On 27/09/2024 13.20, waxhead wrote:
> First thing first: I am a long time BTRFS user and frequent reader of the mailing list. I am *NOT* a BTRFS developer, but that being said I have been known to summon a segmentation failure or two from years of programming in C.
> 
> Since I have been using BTRFS more or less problem free since 2013 or so for nearly everything, I figured that I should be entitled to simply write down a list of things that I personally think sucks (more or less) with this otherwise fine filesystem
> 
> Make of it what you will, but what I am trying to get across is what the upper class would probably call 'constructive criticism'.
> 
> So here goes:
> 
> 
> 
> 1. FS MANAGEMENT
> ================
> BTRFS is rather simple to manage. We can add/remove devices on the fly, balance the filesystem, scrub, defrag, select compression algorithms etc. Some of these things are done as mount options, some as properties and some by issuing a command that process something.
> 
> Personally, I feel this is a bit messy and in some cases quite backwards at times. I believe the original idea was that BTRFS should support pr. subvolume mount options, storage profiles, etc etc.... and subvolumes are after all a key feature of the filesystem.
> 
> Heck, we even have a root subvolume (id 256) which ideally is the parent (or root) for all other subvolumes on the filesystem. So why on earth do we have commands such as 'btrfs balance start -dusage=50 /fsmnt' when logically it could just has easily have been 'btrfs <subvolume> balance start -dusage=50' . E.g. on the root subvolume instead of the fs mount point.
> 
> Besides, if BTRFS at some point are supposed to be more "subvolume centric" then why are not things like scrub, balance, convert (data/metadata), device add/remove or even defrag handled as properties to a subvolume. E.g. why not set a flag that triggers what needs to be done, and let the filesystem process that as a background task.
> 
> That would for example allow for finer granularity for scrub for certain subvolumes, instead of having to do the entire filesystem as it currently is now.

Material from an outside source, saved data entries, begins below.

PR #497, opened 2022-03-28
sticky: Accurately detect stuck position.

emilio:
This fixes the issue Olli reported on Matrix.

### DIFF
--- a/static/js/code-highlighter.js
+++ b/static/js/code-highlighter.js
@@ -288,7 +288,7 @@ var Sticky = new (class Sticky {
     const jitter = 6;
 
     function extractLineNumberFromElem(elem) {
-      if (!elem.classList.contains("line-number")) {
+      if (!elem || !elem.classList.contains("line-number")) {
         return null;
       }
       let num = parseInt(elem.dataset.lineNumber, 10);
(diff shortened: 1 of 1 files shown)


asutherland (approved):
Eureka!  Paying attention to the displacement does seem like the right thing to do!  If you could update the 2 sets of block comments above that reference line number inference in some way, that would be great, but it's also likely you're the only person who's going to touch this code anytime soon, so I'm not particularly concerned.

I also like the idea of using intersection observer you mentioned on CMO.  For something like https://searchfox.org/mozilla-central/source/dom/indexedDB/ActorsParent.cpp `document.querySelectorAll(".nesting-container").length` is 861; is that something where it'd be okay to add observers to all of the nesting-containers, or would we want to do some kind of adaptive mechanism where we dynamically instrument containers?

asutherland:
I did get an exception on the insanely large https://searchfox.org/mozilla-central/source/__GENERATED__/security/rlbox/rlbox.wasm.c but I'm not sure if this is something that already happened:
```
Uncaught TypeError: can't access property "classList", elem is null
    extractLineNumberFromElem https://searchfox.org/static/js/code-highlighter.js:291
    walkLinesAndGetLines https://searchfox.org/static/js/code-highlighter.js:319
    handleScroll https://searchfox.org/static/js/code-highlighter.js:371
    Sticky https://searchfox.org/static/js/code-highlighter.js:248
21 code-highlighter.js:291:11
```

emilio:
> I did get an exception on the insanely large https://searchfox.org/mozilla-central/source/__GENERATED__/security/rlbox/rlbox.wasm.c but I'm not sure if this is something that already happened:
> 
> ```
> Uncaught TypeError: can't access property "classList", elem is null
>     extractLineNumberFromElem https://searchfox.org/static/js/code-highlighter.js:291
>     walkLinesAndGetLines https://searchfox.org/static/js/code-highlighter.js:319
>     handleScroll https://searchfox.org/static/js/code-highlighter.js:371
>     Sticky https://searchfox.org/static/js/code-highlighter.js:248
> 21 code-highlighter.js:291:11
> ```

Yeah that seems pre-existing, but fixed anyways.

asutherland:
I just updated the active web server to the master branch and because we haven't addressed the thing about the web-server checking out the latest revision rather than what the indexer was using, this will also be fixed when the current indexer finishes.

Thanks!

PR #499, opened 2022-04-13
Bug 1763005 - generate markdown explanations of test pipelines

asutherland:
This provides the backbone of the pipeline explanation mechanism, but
the templates in use right now just output the subscriber::fmt JSON
output for each logged event right now.  A few additional steps are
required to make this useful.

This patch can and will generate explanations parallel to the inputs
and checks sub-trees, but I haven't checked them in yet because they
are bad and include timestamps which means they would be a churn
nightmare.

Those next expected steps are:
- Add more tracing events, in particular for the server API calls.
- Have the events have some kind of semantic tag that helps the
  template figure out how to present things.
- Make the template use that semantic tag!
- Make sure the explanation markdown files are stable across
  multiple runs (no timestamps!).

In terms of what's been done in the patch:
- We add tracing as a dependency and do some bare bones event generation.
  - I added a bunch of Debug derives for the pipeline structures so that
    tracing's field mechanism could dump them to the logs in a readable
    fashion.  Another alternative we might still want to pursue is
    instead deriving Serialize so they can be encoded as JSON instead,
    but I'm not sure that helps comprehension in any meaningful way and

I am not sure to agree. Some properties are per "filesystem", others are per "sub-volume"; being a "subvolume" a subset of a filesystem, it might seem that providing a setting on a per "sub-volume" basis gives to the user more flexibility.
However this is a gain only if there isn't any possible confusion about what the filesystem will do. For example, it is not clear to me, what means doing a balance (e.g. reshape the raid profile) for a subvolume when also a snapshot exists: the user want to balance only the subvolume (un-sharing the data), or the user want to balance the subvolume data and all the shared extents. I am not saying that we cannot define a semantic of a subvolume balance; I am saying that this is not so obvious and should be avoided.

I think that, depending by the user case, the expectation might be different. IMHO a filesystem should behaves following the "least surprise" principle. And if something my be misunderstood, then it is better to not have it.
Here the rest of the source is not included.